The real challenges come into play with highly complex business requirements, the complicated business rules to meet those requirements, and the impact after those rules are written:
- Building rules to meet very complicated requirements can be time-consuming and challenging for someone who is not well versed in logic writing — such as Excel functions, coding, etc.
- Troubleshooting the output of a complicated rule can be difficult.
- Rithum can typically decode what is happening, but it may take longer to read, decode, and identify the problem with the logic written.
- Complicated rules process less efficiently than simple rules and basic mappings.
- Chances are higher you will see unexpected differences in how a product is presented between your own website vs. other marketplaces, simply based on how a rule is written.
- When you experience staff turnover in those who built and maintain the business rules and lookup lists, the next person may take longer to understand them and be prepared to make changes.
Path #2: Modify Data Prior to Importing into Rithum
If you have the resources to modify/normalize the data in your system, it is always advisable. This may not always be an inexpensive or realistic option for all sellers, but if some of the following scenarios apply to your company, then this path may be viable:
- Your brand has a limited number of products.
- You are a seller with limited inventory that you control and which does not change with great frequency.
- You have staff who are capable of normalizing the data with some direction.
- You have software designed to normalize the data automatically.
The benefits you will see are not exclusive to your Rithum integration, though, which makes the proposition of executing this path much more attractive:
- Consistent data will benefit all of your partners, including your own website.
- Simpler rules and less time will be spent in each platform to convert the data for channel or other platform requirements.

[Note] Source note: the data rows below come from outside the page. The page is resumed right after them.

PR #11337, opened 2026-04-27
feat(iota-types)!: replace GasCostSummary with SDK type

Thoralf-M:

This PR replaces `GasCostSummary` (previously defined in `iota-types::gas`)
with the SDK version from `iota-sdk-types`. To keep the diff small and avoid
touching every call site, the SDK type is re-exported from `iota-types::gas`
under the original name `GasCostSummary`, so most existing imports continue to
work unchanged.

## Description of change

- `iota-types::gas::GasCostSummary` is now a re-export of `iota_sdk_types::gas::GasCostSummary`; the local struct definition (and its `new_from_txn_effects`, `Display`, `AddAssign<&Self>` / `AddAssign<Self>` impls, and `serde_with`/`BigInt` annotations) has been removed. The SDK type provides equivalent serde behavior plus the `Add`/`Sub`/`AddAssign`/`SubAssign` operators added in iotaledger/iota-rust-sdk#550.
- `new_from_txn_effects` was not moved into the SDK — it has only one caller (`CheckpointBuilder`) and pulls in `iota-types::effects::TransactionEffects`, which is not part of the SDK surface. It is now a free function `checked::new_gas_cost_summary_from_txn_effects` colocated with its caller in `iota-core::checkpoints`, gated by `#[iota_macros::with_checked_arithmetic]` to preserve the overflow semantics that the original method had via the surrounding `checked` module.
- `Cargo.toml` bumps the `iota-sdk-types` git revision to `8b29706` (the commit that lands the `AddAssign`/`SubAssign` impls on `GasCostSummary`), so the re-export carries the operators that `iota-types` callers depend on.
- The reciprocal `From<crate::gas::GasCostSummary> for GasCostSummary` / `From<GasCostSummary> for crate::gas::GasCostSummary` conversions in `iota_sdk_types_conversions.rs` are removed — they would now be `From<T> for T`. The two `CheckpointSummary` `TryFrom` arms that called `.into()` on `epoch_rolling_gas_cost_summary` are simplified to direct field assignment.
- Adjusted snapshot/test fixtures across the transactional-test-runner suite to match the SDK type's display/serialization.

### Release Notes

- [ ] Protocol:
- [ ] Indexer:
- [ ] JSON-RPC:
- [ ] GraphQL:
- [ ] CLI:
- [x] Rust SDK: `iota-types::gas::GasCostSummary` is now a re-export of `iota_sdk_types::gas::GasCostSummary`. The `new_from_txn_effects` associated function has been removed; its single caller now uses a free function colocated in `iota-core::checkpoints`. `GasCostSummary::sender_rebate` was not ported over to the external SDK.
- [ ] gRPC:


kodemartin (approved):
lgtm for the `graphql-e2e-tests`

valeriyr (approved):

piotrm50 (approved):

jkrvivian (approved):

semenov-vladyslav (approved):

Alex6323 (approved):

crates/iota-types/src/gas.rs
```diff
@@ -120,159 +116,7 @@ pub mod checked {
...
-        }
-
-        pub fn gas_used(&self) -> u64 {
-            self.computation_cost + self.storage_cost
-        }
-
-        /// Portion of the storage rebate that gets passed on to the transaction
-        /// sender. The remainder will be burned, then re-minted + added
-        /// to the storage fund at the next epoch change
-        pub fn sender_rebate(&self, storage_rebate_rate: u64) -> u64 {
```
roman1e2f5p8s, line 197: this method is not added to the SDK equivalent - fair enough, it is used nowhere in the monorepo.
but it is worth mentioning the removal in the PR for any potential external consumers

thibault-martinez: Added `GasCostSummary::sender_rebate was not ported over to the external SDK.` to the release notes.

roman1e2f5p8s (approved):

thibault-martinez (approved):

- It will be faster to locate data in products in each of the platforms if formatted consistently.
- It will be easier to pinpoint and identify issues with data and logic because rules and lookup lists will be rudimentary.
Path #3: A Combination of Paths 1 & 2
If we are honest (and we are), the most realistic scenario to address data inconsistencies is going to be a combination of data preparation prior to providing it to Rithum and the use of business rules and lookup lists for the more basic business logic. This way, you’ll benefit from the features of Rithum and still have access to benefits gleaned from the data preparation.
In the final post of this series, we will review data delivery and methodology to provide more context on the topic of data communication. After all, understanding the data, how it is cleaned up and normalized is of little benefit if you can’t share it.